– Будет, Николай Дмитрич! – сказала Марья Николаевна, протягивая пухлую обнаженную руку к графинчику.
– Пусти! Не приставай! Прибью! – крикнул он.
Марья Николаевна улыбнулась кроткою и доброю улыбкой, которая сообщилась и Николаю, и приняла водку.
– Да ты думаешь, она ничего не понимает? – сказал Николай. – Она всё это понимает лучше всех нас. Правда, что есть в ней что-то хорошее, милое?
– Вы никогда прежде не были в Москве? – сказал ей Константин, чтобы сказать что-нибудь.
– Да не говори ей
И он начал рассказывать свои столкновения с новыми учреждениями.
Константин Левин слушал его, и то отрицание смысла во всех общественных учреждениях, которое он разделял с ним и часто высказывал, было ему неприятно теперь из уст брата.
– На том свете поймем всё это, – сказал он шутя.
– На том свете? Ох, не люблю я тот свет! Не люблю, —сказал он, остановив испуганные дикие глаза на лице брата. – И ведь вот, кажется, что уйти изо всей мерзости, путаницы, и чужой и своей, хорошо бы было, а я боюсь смерти, ужасно боюсь смерти. – Он содрогнулся. – Да выпей что-нибудь. Хочешь шампанского? Или поедем куда-нибудь. Поедем к Цыганам! Знаешь, я очень полюбил Цыган и русские песни.
Язык его стал мешаться, и он пошел перескакивать с одного предмета на другой. Константин с помощью Маши уговорил его никуда не ездить и уложил спать совершенно пьяного.

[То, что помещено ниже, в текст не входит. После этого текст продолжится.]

PR #2523, opened 2016-03-26
Updated Current Version

tmvanetten:
updated current version to 0.3.17 to match latest release in changelog.


mxstbr:
Good catch, thanks very much!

Маша обещала писать Константину в случае нужды и уговаривать Николая Левина приехать жить к брату.
XXVI.
Утром Константин Левин выехал из Москвы и к вечеру приехал домой. Дорогой, в вагоне, он разговаривал с соседями о политике, о новых железных дорогах, и, так же как в Москве, его одолевала путаница понятий, недовольство собой, стыд пред чем-то; но когда он вышел на своей станции, узнал кривого кучера Игната с поднятым воротником кафтана, когда увидал в неярком свете, падающем из окон станции, свои ковровые сани, своих лошадей с подвязанными хвостами, в сбруе с кольцами и мохрами, когда кучер Игнат, еще в то время как укладывались, рассказал ему деревенские новости, о приходе рядчика и о том, что отелилась Пава, – он почувствовал, что понемногу путаница разъясняется, и стыд и недовольство собой проходят. Это он почувствовал при одном виде Игната и лошадей; но когда он надел привезенный ему тулуп, сел закутавшись в сани и поехал, раздумывая о предстоящих распоряжениях в деревне и поглядывая на пристяжную, бывшую верховою, Донскую, надорванную, но лихую лошадь, он совершенно иначе стал понимать то, что с ним случилось. Он чувствовал себя собой и другим не хотел быть. Он хотел теперь быть только лучше, чем он был прежде. Во-первых, с этого дня он решил, что не будет больше надеяться на необыкновенное счастье, какое ему должна была дать женитьба, и вследствие этого не будет так пренебрегать настоящим. Во-вторых, он уже никогда не позволит себе увлечься гадкою страстью, воспоминанье о которой так мучало его, когда он собирался сделать предложение. Потом, вспоминая брата Николая, он решил сам с собою, что никогда уже он не позволит себе забыть его, будет следить за ним и не выпустит его из виду, чтобы быть готовым на помощь, когда ему придется плохо. А это будет скоро, он это чувствовал. Потом и разговор брата о коммунизме, к которому тогда он так легко отнесся, теперь заставил его задуматься. Он считал переделку экономических условий вздором, но он всегда чувствовал несправедливость своего избытка в сравнении с бедностью народа и теперь решил про себя, что, для того чтобы чувствовать себя вполне правым, он, хотя прежде много работал и нероскошно жил, теперь будет еще больше работать и еще меньше будет позволять себе роскоши. И всё это казалось ему так легко сделать над собой, что всю дорогу он провел в самых приятных мечтаниях. С бодрым чувством надежды на новую, лучшую жизнь, он в девятом часу ночи подъехал к своему дому.
Из окон комнаты Агафьи Михайловны, старой нянюшки, исполнявшей в его доме роль экономки, падал свет на снег площадки пред домом. Она не спала еще. Кузьма, разбуженный ею, сонный и босиком выбежал на крыльцо. Лягавая сука Ласка, чуть не сбив с ног Кузьму, выскочила тоже и визжала, терлась об его колени, поднималась и хотела и не смела положить передние лапы ему на грудь.
– Скоро ж, батюшка, вернулись, – сказала Агафья Михайловна.
– Соскучился, Агафья Михайловна. В гостях хорошо, а дома лучше, – отвечал он ей и прошел в кабинет.